PR #599, opened 2024-06-27
Add debug build for Adafruit ESP32-S3 Rev TFT Feather

brentru:
Adding a CI build target for a dev build for ESP32-S3 Reverse TFT Feather

Related: https://github.com/adafruit/Adafruit_Wippersnapper_Arduino/issues/591

PR #643, opened 2024-10-11
New pio build targets

tyeth:
This adds a couple of targets to the platformIO config, specifically the funhouse, qtpys3_n4r2 and esp32s3devkitc.
Also adds a CI build target for the debug build of reverse tft S3 feather, superseding #599


tyeth:

brentru (approved):
Thanks for adding the additional platforms and the comment for delineating lvgl deps and regular deps

PR #644, opened 2024-10-18
API V2 Review - DS18x20 Component

### LINKED ISSUE #638: Refactor DS18x Component for API v2
- [x] Implement new ds18x20 component classes
  - [x] Add controller class for ds18x20
  - [x] Add hardware class for interfacing with the OneWire API and DallasTemperature API
  - [x] Add model class for interfacing with the compiled protocol buffer .pb.h file - ds18x20.proto
- [x] Add interfaces with top-level application encoder/decoder
- [x] Functionally test and verify all ds18x20.proto messages
- [x] Doxygenify the new components
- [x] Refactor Hardware class to use OneWireNG instead of DallasTemperature library (resolves https://github.com/adafruit/Adafruit_Wippersnapper_Arduino/issues/617)

brentru:
I've cherry-picked only the commits for the DS18x20 component and selected the base as the migration branch, the file sto review should _mostly_ reflect the DS18x20 API.

Please **do not merge** this branch, this is a review-only PR.

Resolves #638


tyeth (commented):
Was initially confused to see changes to the SensorModel class in src/components/sensor/model.cpp and .h, but they're presumably no longer used.

src/components/ds18x20/hardware.cpp
```diff
@@ -0,0 +1,195 @@
...
+  }
+
+  // Set common resolution for all sensors.
+  // Th, Tl (high/low alarm triggers) are set to 0.
+  _drv_therm.writeScratchpadAll(0, 0, _resolution);
+
+  // The configuration above is stored in volatile sensors scratchpad
+  // memory and will be lost after power unplug. Therefore store the
+  // configuration permanently in sensors EEPROM.
+  _drv_therm.copyScratchpadAll(false);
```
tyeth, line 119: not sure if we want false for copyScratchpadAll, which looks like it disables parasitic device support for that command

src/components/ds18x20/hardware.cpp
```diff
@@ -0,0 +1,195 @@
...
+  // sensor id while reissuing readScratchpadSingle() calls.
+  // Note, due to its storage class the placeholder is zero initialized.
+  static Placeholder<DSTherm::Scratchpad> scrpd;
+  ec = _drv_therm.readScratchpad(_sensorId, scrpd);
+  if (ec != OneWireNg::EC_SUCCESS)
+    return false;
+
+  // Read the temperature from the sensor
+  long temp = scrpd->getTemp2();
+  _temp_c = temp / 16.0; // Convert from 16-bit int to float
```
tyeth, line 191: not 16-bit int, maybe something like:
`// Convert from 16*int to float (avoids precision loss)`

src/components/ds18x20/model.cpp
```diff
@@ -0,0 +1,192 @@
...
+
+/*************************************************************************/
+/*!
+    @brief  Encodes a Ds18x20Event message.
+    @param  onewire_pin
+            The OneWire bus' pin where the sensor is located.
+    @param  sensor_events_count
+            The number of sensorevent messages to encode.
+    @param  sensor_events
+            The sensorevent messages to encode.
```
tyeth, line 143: function takes no arguments

src/components/ds18x20/model.cpp
```diff
@@ -0,0 +1,192 @@
...
+  return pb_encode(&msg_stream, wippersnapper_ds18x20_Ds18x20Event_fields,
+                   &_msg_DS18x20Event);
+}
+
+/*************************************************************************/
+/*!
+    @brief  Initializes the Ds18x20Event message.
+*/
+/*************************************************************************/
+void DS18X20Model::InitDS18x20EventMsg(const char *ow_pin_name) {
```
tyeth, line 165: add to args list in docstring

src/components/ds18x20/hardware.cpp
brentru: What is not a 16-bit Int?

src/components/ds18x20/hardware.cpp
brentru: Why wouldn't we want to disable parasitic devices? We can't choose between them with the current API - only enable or disable support for them.

tyeth: When I tested v1 ages ago I thought I'd also tested parasitic successfully.
I'm not fussed either way

src/components/ds18x20/hardware.cpp
brentru: @tyeth  I could be wrong! This is why we review each other's math.

Here's what I think this does,

* `getTemp2()` is the "Temperature in Celsius degrees returned as fixed-point integer with multiplier 16"
  * e.g. 20.125 C is returned as 322.
*  We read `temp` as a long, scaled by x16
* To get the real temperature, we divide that `long` value by 16
* Then, we assign the value to a float, `_temp_c`

tyeth:
100% agree that's what I believe it does too.
The comment confused me though as it doesn't mention the division ( /16)
instead talking about a 16bit integer data type.
I only understood after visiting the getTemp2 function

brentru:
I'm going to adjust the comment to reflect this conversation

PR #652, opened 2024-10-22
Add caching for nanopb

tyeth:
Caches are based on the current ref, or a parent ref / base branch, as well as key.
When we update nanopb we'll need to update the cache key too, it's obvious as there are a few lines mentioning the version number.

This has now run once, causing a cached item to appear under the ref/pulls/this-one cache, and the second run has used that cached item for all the jobs.
Once we get it into main then one run will generate a cached item in the main cache which other things can utilise.

### DIFF
--- a/.github/workflows/build-clang-doxy.yml
+++ b/.github/workflows/build-clang-doxy.yml
@@ -59,7 +59,7 @@ jobs:
         continue-on-error: true
         run: |
           wget https://jpa.kapsi.fi/nanopb/download/nanopb-0.4.8.tar.gz
-      - if: failure() == 'true'
+      - if: ${{ failure() }}
         name: Restore cached nanopb
         id: cache-nanopb-restore
         uses: actions/cache/restore@v4
@@ -68,7 +68,7 @@ jobs:
         with:
           path: ./nanopb-0.4.8.tar.gz
           key: nanopb-0.4.8.tar.gz
-      - if: failure() =='false'
+      - if: ${{ success() }}
         name: Save nanopb to cache
         id: cache-nanopb-save
         uses: actions/cache/save@v4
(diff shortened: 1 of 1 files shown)


tyeth:

.github/workflows/build-clang-doxy.yml
```diff
@@ -55,10 +55,20 @@ jobs:
...
           git clone --depth 1 --branch development https://github.com/brentru/Adafruit_LvGL_Glue.git /home/runner/Arduino/libraries/Adafruit_LittlevGL_Glue_Library
-      - name: Download and install stable Nanopb
+      - name: Cache nanopb
+        id: cache-nanopb
+        uses: actions/cache@v4
+        env:
+          cache-name: cache-node-modules
+        with:
+          path: ./nanopb-0.4.8.tar.gz
+          key: nanopb-0.4.8.tar.gz
```
tyeth, line 65: cache key containing version also in the download and install steps beneath

.github/workflows/build-clang-doxy.yml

### Task brief
Your reply must be one number: how many lines of the material hold the string "float".

### Response below
3